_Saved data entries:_
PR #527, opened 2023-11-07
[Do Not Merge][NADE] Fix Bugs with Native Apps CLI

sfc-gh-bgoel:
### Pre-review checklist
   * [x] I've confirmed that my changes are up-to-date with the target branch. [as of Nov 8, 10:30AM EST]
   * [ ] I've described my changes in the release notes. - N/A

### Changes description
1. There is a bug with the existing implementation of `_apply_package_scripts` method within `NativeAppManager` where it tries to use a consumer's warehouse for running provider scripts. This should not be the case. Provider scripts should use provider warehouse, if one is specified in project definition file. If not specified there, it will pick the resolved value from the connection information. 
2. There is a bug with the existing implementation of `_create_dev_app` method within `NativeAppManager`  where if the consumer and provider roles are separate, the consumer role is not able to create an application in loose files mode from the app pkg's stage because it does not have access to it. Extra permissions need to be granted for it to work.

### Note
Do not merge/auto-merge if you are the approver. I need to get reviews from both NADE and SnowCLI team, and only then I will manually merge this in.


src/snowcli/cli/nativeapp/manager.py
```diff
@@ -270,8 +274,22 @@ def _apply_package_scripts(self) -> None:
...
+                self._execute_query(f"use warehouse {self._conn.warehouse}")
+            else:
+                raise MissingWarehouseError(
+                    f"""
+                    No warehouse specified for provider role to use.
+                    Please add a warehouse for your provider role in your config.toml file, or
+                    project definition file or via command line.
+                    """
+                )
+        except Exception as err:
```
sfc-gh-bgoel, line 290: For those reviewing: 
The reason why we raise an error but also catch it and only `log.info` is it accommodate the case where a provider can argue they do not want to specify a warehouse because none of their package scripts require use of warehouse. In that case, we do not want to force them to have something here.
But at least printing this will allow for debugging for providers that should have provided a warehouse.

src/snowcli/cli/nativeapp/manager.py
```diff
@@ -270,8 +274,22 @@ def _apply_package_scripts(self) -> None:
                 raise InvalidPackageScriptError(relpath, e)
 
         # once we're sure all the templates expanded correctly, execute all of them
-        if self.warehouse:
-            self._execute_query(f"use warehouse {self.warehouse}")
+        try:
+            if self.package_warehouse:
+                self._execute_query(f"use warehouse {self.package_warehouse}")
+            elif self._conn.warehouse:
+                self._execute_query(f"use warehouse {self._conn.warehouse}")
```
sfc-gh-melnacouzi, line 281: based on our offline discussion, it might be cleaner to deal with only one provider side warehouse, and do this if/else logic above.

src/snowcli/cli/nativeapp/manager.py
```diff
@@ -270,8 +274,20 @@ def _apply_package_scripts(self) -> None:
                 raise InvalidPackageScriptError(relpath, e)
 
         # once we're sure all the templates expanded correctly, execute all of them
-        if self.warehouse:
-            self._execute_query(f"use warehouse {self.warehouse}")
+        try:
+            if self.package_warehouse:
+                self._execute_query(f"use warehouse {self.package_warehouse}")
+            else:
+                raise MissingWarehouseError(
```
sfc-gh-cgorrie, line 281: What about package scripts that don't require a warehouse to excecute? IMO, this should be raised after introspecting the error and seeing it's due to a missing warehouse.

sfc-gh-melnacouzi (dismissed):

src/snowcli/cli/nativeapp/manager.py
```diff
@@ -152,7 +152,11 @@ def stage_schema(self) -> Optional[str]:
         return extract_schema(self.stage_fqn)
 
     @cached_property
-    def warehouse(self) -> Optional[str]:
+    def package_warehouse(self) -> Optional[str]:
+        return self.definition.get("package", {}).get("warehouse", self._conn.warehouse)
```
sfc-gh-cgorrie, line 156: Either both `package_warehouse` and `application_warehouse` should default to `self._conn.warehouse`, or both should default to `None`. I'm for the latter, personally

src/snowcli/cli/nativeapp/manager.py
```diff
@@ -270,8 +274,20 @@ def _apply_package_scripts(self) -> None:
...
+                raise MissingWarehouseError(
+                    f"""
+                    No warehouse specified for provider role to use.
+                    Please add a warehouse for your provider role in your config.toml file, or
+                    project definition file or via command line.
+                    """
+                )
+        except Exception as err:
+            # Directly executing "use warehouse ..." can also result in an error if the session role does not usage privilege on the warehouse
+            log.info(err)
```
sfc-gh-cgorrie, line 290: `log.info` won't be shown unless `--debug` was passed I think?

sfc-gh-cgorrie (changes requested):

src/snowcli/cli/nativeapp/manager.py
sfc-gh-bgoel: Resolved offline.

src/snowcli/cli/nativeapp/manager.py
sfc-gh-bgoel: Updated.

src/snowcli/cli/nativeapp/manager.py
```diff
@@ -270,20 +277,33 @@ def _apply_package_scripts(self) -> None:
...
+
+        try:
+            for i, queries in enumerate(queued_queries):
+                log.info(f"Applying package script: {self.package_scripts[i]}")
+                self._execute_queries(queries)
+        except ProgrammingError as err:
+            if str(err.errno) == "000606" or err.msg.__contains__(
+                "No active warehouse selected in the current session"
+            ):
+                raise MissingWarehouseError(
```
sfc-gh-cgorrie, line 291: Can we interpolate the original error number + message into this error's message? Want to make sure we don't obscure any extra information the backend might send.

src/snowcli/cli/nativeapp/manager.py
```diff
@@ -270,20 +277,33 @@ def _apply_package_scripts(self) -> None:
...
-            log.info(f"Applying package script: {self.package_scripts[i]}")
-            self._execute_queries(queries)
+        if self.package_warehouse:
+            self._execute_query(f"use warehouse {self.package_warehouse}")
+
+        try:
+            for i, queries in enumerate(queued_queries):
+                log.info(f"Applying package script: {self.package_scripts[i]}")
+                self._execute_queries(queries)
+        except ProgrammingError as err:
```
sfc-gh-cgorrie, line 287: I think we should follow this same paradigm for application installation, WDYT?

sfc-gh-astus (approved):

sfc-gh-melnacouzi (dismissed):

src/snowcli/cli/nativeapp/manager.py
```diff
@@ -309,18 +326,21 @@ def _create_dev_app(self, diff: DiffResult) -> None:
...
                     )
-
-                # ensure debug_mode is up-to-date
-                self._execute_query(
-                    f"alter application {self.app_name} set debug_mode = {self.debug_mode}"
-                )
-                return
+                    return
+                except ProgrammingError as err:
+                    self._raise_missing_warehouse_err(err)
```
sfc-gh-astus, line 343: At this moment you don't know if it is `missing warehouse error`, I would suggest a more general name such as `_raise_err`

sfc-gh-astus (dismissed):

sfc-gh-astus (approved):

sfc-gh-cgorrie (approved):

==

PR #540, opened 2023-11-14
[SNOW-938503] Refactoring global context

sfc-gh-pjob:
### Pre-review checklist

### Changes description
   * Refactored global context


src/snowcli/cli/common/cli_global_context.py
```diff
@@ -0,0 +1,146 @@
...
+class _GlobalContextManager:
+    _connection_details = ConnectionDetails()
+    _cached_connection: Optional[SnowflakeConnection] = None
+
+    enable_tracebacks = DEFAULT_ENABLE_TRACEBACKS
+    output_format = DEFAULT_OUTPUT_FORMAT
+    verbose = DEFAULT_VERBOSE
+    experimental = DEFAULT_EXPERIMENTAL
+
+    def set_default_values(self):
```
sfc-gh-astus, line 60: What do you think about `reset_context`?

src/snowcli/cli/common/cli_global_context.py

_What you have to do:_ Check each line of the records for the string "might" and copy those that have it.

_Answer:_
sfc-gh-melnacouzi, line 281: based on our offline discussion, it might be cleaner to deal with only one provider side warehouse, and do this if/else logic above.
sfc-gh-cgorrie, line 291: Can we interpolate the original error number + message into this error's message? Want to make sure we don't obscure any extra information the backend might send.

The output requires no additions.